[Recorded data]

PR #328, opened 2024-11-14
Migrate QuantumBoard to DefaultBoard

benjaminpjones:
https://github.com/govariantsteam/govariants/pull/327#discussion_r1842799084

The major benefit is that we're able to remove some duplicate codepaths for Grid and Graph boards.  I did fudge types quite a bit, so I'm open to ideas on improvement, but overall, it works, and I think the reduction in code (~50 lines) is worth it.

Tested: both grid and graph boards

Screenshot_20241114_182904
Forgot to screnshot grid, but I promise I tested that too :)


JonKo314 (approved):

merowin (approved):
Looks good to me! 🙂

PR #330, opened 2024-11-15
migrate sfractional to default board

merowin:
This makes it so SFractional also uses the DefaultBoard component. Regarding the playing table, it works to have the uiTransform return an extended type (thanks for the suggestion @benjaminpjones !), and I think I found a relatively nice way to indicate the types.

relates to https://github.com/govariantsteam/govariants/issues/137


packages/shared/src/variants/s_fractional.ts
```diff
@@ -308,6 +313,32 @@ export class SFractional extends AbstractGame<
       secondary_colors: ["#0000FF", "#FF0000"],
     };
   }
+
+  static uiTransform(
+    config: SFractionalConfig,
+    gamestate: SFractionalState,
+  ): {
+    config: SFractionalConfig & DefaultBoardConfig;
```
benjaminpjones, line 321: I think you can just type this as `SFractionalConfig` and TypeScript will understand it satisfies `DefaultBoardConfig`.  But it's fine to keep it this way too.

packages/shared/src/variants/s_fractional.ts
```diff
@@ -308,6 +313,32 @@ export class SFractional extends AbstractGame<
...
+    gamestate: DefaultBoardState;
+  } {
+    const boardShape = isGridBadukConfig(config) ? "2d" : "flatten-2d-to-1d";
+
+    const stoneTransform = (colors: PlacementColors): MulticolorStone => {
+      return { colors: colors };
+    };
+    const scoreTransform = (color: string): string[] | null =>
+      color === "" ? null : [color];
```
benjaminpjones, line 330: Null checking not necessary here because `SFractionalState.score_board` is `string[][]` if it exists.

```suggestion
    const scoreTransform = (color: string): string[] => [color];
```

packages/vue-client/src/components/PlayingTable/SFractionalTable.vue
```diff
@@ -1,15 +1,16 @@
...
 } from "@ogfcommunity/variants-shared";
 import MoveSequenceDisplay from "../MoveSequenceDisplay.vue";
-import SFractionalBoardSelector from "../boards/SFractional/SFractionalBoardSelector.vue";
+import DefaultBoard from "../boards/DefaultBoard.vue";
 
 const props = defineProps<{
-  gamestate: SFractionalState;
-  config: SFractionalConfig;
+  gamestate: DefaultBoardState;
+  config: SFractionalConfig & DefaultBoardConfig; // return type of SFractional.uiTransform
```
benjaminpjones, line 13: Okay as-is, but TypeScript's `ReturnType` can make the comment something the compiler will understand.

https://www.typescriptlang.org/docs/handbook/utility-types.html#returntypetype

benjaminpjones (approved):
So much deleted code 😍

packages/vue-client/src/components/PlayingTable/SFractionalTable.vue
merowin: When I try `ReturnType<typeof sFractionalVariant.uiTransform>` I get the error
```
Type '((config: SFractionalConfig, state: SFractionalState) => { config: DefaultBoardConfig; gamestate: DefaultBoardState; }) | undefined' does not satisfy the constraint '(...args: any) => any'.
  Type 'undefined' is not assignable to type '(...args: any) => any'.ts-plugin(2344)
```
Is there a way to assert that it's not undefined?

packages/shared/src/variants/s_fractional.ts
benjaminpjones: Oh you're totally right. I misread it as saying color could be null.

packages/vue-client/src/components/PlayingTable/SFractionalTable.vue
benjaminpjones: Right, Variant.uiTransform is gullable. But you can do `ReturnType<typeof SFractional.uiTransform>` (the static method) which should be guaranteed to exist

packages/shared/src/variants/s_fractional.ts
benjaminpjones: Makes sense!

packages/vue-client/src/components/PlayingTable/SFractionalTable.vue
merowin: Oh yeah, I missed that, thank you! 😄 
With a structure like this, I feel like we are quite type safe.

packages/shared/src/variants/s_fractional.ts
```diff
@@ -327,11 +358,13 @@ export function sFractionalMoveColors(
...
+export const sFractionalVariant: Variant<SFractionalConfig, SFractionalState> =
+  {
+    gameClass: SFractional,
+    defaultConfig: SFractional.defaultConfig,
+    description:
+      "Stones have a secondary colour that also requires liberties to avoid capture.",
+    rulesDescription: sfractionalRulesDescription,
+    getPlayerColors: Baduk.getPlayerColors,
+    uiTransform: SFractional.uiTransform,
+  };
```
JonKo314, line 370: Why is this whole part changed? Was there some problem with indentation or is there now?

merowin: My auto formatter does this. It put the `{` bracked into the next line, because SFractionalState was added in the generics.

It also added indentation, I believe as an aftereffect of the above.

benjaminpjones: I think it's just the formatter adding whitespace (notice the `Variant<...>` part has been expanded)

JonKo314: Ah, maybe the line got too long, so Prettier put the curly bracket on the next line, then the indentation makes sense.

What you are asked to do:
From the entries above, extract every line where the word "DefaultBoardState" appears.

Response to this task:
+    gamestate: DefaultBoardState;
+  gamestate: DefaultBoardState;
Type '((config: SFractionalConfig, state: SFractionalState) => { config: DefaultBoardConfig; gamestate: DefaultBoardState; }) | undefined' does not satisfy the constraint '(...args: any) => any'.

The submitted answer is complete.